I love to see a good dog work ....


----------



## Love2kayak

Hopefully I'll have some great stories like you guys have one day, but this being my first time every doing the waterfowl thing I'll settle for my first two mallards on opening day in south zone for now. 


Outdoor Hub mobile, the outdoor information engine


----------



## ducksdemise

FreyedKnot I hunted together for over 20yrs. One memorable hunt we had was on the Cuyahoga River by Ladue. It was the 1st day of the second split. We shot Mallards and Blacks and geese. We limited on Mallards in about 5 minutes. After that we just sat in awe watching flock after flock just drop into the Decoys. But wouldn't you know we went back the very next day and didn't fire a shot.
We also hunted the OHIO river late season one time with some nice success also had the best breakfast that morning eggs and deer tenderloin.
Miss the good old days of duck hunting. Freyed we need to take that trip we were talking about.
Jim


----------



## firstflight111

Love2kayak said:


> Hopefully I'll have some great stories like you guys have one day, but this being my first time every doing the waterfowl thing I'll settle for my first two mallards on opening day in south zone for now.
> 
> 
> Outdoor Hub mobile, the outdoor information engine


hey you got to start somewere ..my first year was bad ..but i have been doing this for 30 plus years .....after you get a dog a boat it makes life better ...


----------



## PARK92

late season goose hunt over a corn field. had a coyote ambush our decoys. there were 5 guys hunting andfive guys shooting at that damn dog. it didnt make it out of the spread. 
opening weekend in ESGA inMI three years ago. hunting the lily pads had birds dropping in our deeks all day and we didnt get there until 10am


----------



## Love2kayak

I'm hooked. I'm happy with our fest split. We have no dog or decoys, just a yak, a Jon boat, a 20 ga and lots of miles scouting in my truck. Every trip so far has been more successful than the last. Decoys are on way and I'm trying to decide on a new gun. Anyone like semi stoegers? Or mossberg, Remington pump? Or super nova for little less than 600$? I'm buying Monday cant wait any longer any advice would be great


Outdoor Hub mobile, the outdoor information engine


----------



## BuckeyeZac

Also a newbie duck hunter and this early in the game my favorite memory was the first ducks to land in our spread- drake and hen woody- I took the drake, my hunting buddy who also started from scratch like me dropped the hen. We put lots of time/money into learning the sport and were finally rewarded with what we had spend a year preparing for. Couple high fives and a couple jokes to my buddy about shooting the hen and we are hooked worse than before.


----------



## firstflight111

Love2kayak said:


> I'm hooked. I'm happy with our fest split. We have no dog or decoys, just a yak, a Jon boat, a 20 ga and lots of miles scouting in my truck. Every trip so far has been more successful than the last. Decoys are on way and I'm trying to decide on a new gun. Anyone like semi stoegers? Or mossberg, Remington pump? Or super nova for little less than 600$? I'm buying Monday cant wait any longer any advice would be great
> 
> 
> Outdoor Hub mobile, the outdoor information engine


I can only tell what i like for a gun and why ..i love the remington 887 pump...been a great gun before that I had HAVE the remington 870 and after 9 years it still knocking down birds...

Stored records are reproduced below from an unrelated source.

PR #1614, opened 2021-12-10
Move the event deserialization of `Role` creation and update into a helper function

nickelc:
This adds an utility function to deserialize the `GuildRoleCreateEvent` and
`GuildRoleUpdateEvent` structs with the help of interim structs instead of
using `JsonMap`.

### DIFF
--- a/src/model/event.rs
+++ b/src/model/event.rs
@@ -14,7 +14,7 @@ use serde::de::{Error as DeError, IgnoredAny, MapAccess};
 use serde::ser::{Serialize, SerializeSeq, Serializer};
 
 use super::prelude::*;
-use super::utils::{emojis, stickers};
+use super::utils::{emojis, roles, stickers};
 #[cfg(feature = "cache")]
 use crate::cache::{Cache, CacheUpdate};
 use crate::internal::prelude::*;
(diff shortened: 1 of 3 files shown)


kakarot-dev:
um.. if i may ask, whats the disadvantage to change JsonMap to explictly setting the values [here](https://github.com/serenity-rs/serenity/pull/1614/files#diff-22a83da2fe40c751277f8f5dc2c56a8406504021d9869b1a72ae88e311f6107b)

nickelc:
> um.. if i may ask, whats the disadvantage to change JsonMap to explictly setting the values [here](https://github.com/serenity-rs/serenity/pull/1614/files#diff-22a83da2fe40c751277f8f5dc2c56a8406504021d9869b1a72ae88e311f6107b)

Due to serenity's current handling of the gateway events, the passed `deserializer` is a `JsonMap`.
So, the data is deserialized from `JsonMap` to `JsonMap` then `"guild_id"` is allocated and inserted with the `guild_id` into the `"role"` data to be finally deserialized as `Role`.

With this change, the `deserializer` creates the interim structs, the data is moved to the `Role` struct and then the correct `guild_id` is assigned.

arqunis (approved):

i have nothing for a semi any brand ..and heres why this is just my out look on them with a semi auto you loose you down range power with you'r shot.. too many gasses to load the next round .i would rather have the gasses pushing my shot down range to help kill the birds ..i can pump the next round ..
2 the semi auto sometimes freezes up in cold weather...cost more to fix them 

3 non ported chokes also go with pushing the shot down range more knock down power....


----------



## JimmyZ

firstflight111 said:


> I can only tell what i like for a gun and why ..i love the remington 887 pump...been a great gun before that I had HAVE the remington 870 and after 9 years it still knocking down birds...
> 
> i have nothing for a semi any brand ..and heres why this is just my out look on them with a semi auto you loose you down range power with you'r shot.. too many gasses to load the next round .i would rather have the gasses pushing my shot down range to help kill the birds ..i can pump the next round ..
> 2 the semi auto sometimes freezes up in cold weather...cost more to fix them
> 
> 3 non ported chokes also go with pushing the shot down range more knock down power....


Never thought about it like that. Now I'm gonna have to break out the 870 and see if it crunches birds better. I like my 1187, it does a good job. 

I have a lot of memories. One was with my old lab, I dropped 2 mallards right at quit time, she went out swam right by the first grabbed the one farther out, came back to the other grabbed it , swam back in with 2 big fat mallards in her mouth. I chanted her name for 10 minutes while I picked up decoys. She might not have been by the book, but that sure was fun to see. She ll be 14 this month.


----------



## firstflight111

JimmyZ said:


> Never thought about it like that. Now I'm gonna have to break out the 870 and see if it crunches birds better. I like my 1187, it does a good job.
> 
> I have a lot of memories. One was with my old lab, I dropped 2 mallards right at quit time, she went out swam right by the first grabbed the one farther out, came back to the other grabbed it , swam back in with 2 big fat mallards in her mouth. I chanted her name for 10 minutes while I picked up decoys. She might not have been by the book, but that sure was fun to see. She ll be 14 this month.


man it sucks when they get old i hate it ..i have my old man who's almost 11 now he das done something you would have to see to believe it ....i still take him when it's just me he's only good for 3 maybe 4 birds then he's done ..but i have a 1 year old chessie she just love's it and goes and goes ..this is her first year hunting ...


----------



## NorthSouthOhioFisherman

Love2kayak said:


> I'm hooked.Anyone like semi stoegers? Or mossberg, Remington pump? Or super nova for little less than 600$? I'm buying Monday cant wait any longer any advice would be great
> 
> 
> Outdoor Hub mobile, the outdoor information engine


I have always been a remington guy. Although I did take a good look at stoeger this year before I bought my mossberg. I got the mossberg 925 with a patternmaster choke tube and it is the best gun for duck hunting I have used yet. It ejects shells great, doesn't kick much, and cleans up good. A remington 870 IMO is the best gun anyone can buy for the price and is a good starter gun. I have many friends that shoot them now. Semis can be a pain but I like them. I would shoot a couple of friends before I decide to buy one unless you already have... Good luck! BTW I have had my gun fail me twice this season out of about 100 shots. Going to look it up now but I have pulled the trigger it hits the shell (can see on cap) but doesn't fire the shell. Don't know if it was a gun problem or shell?


----------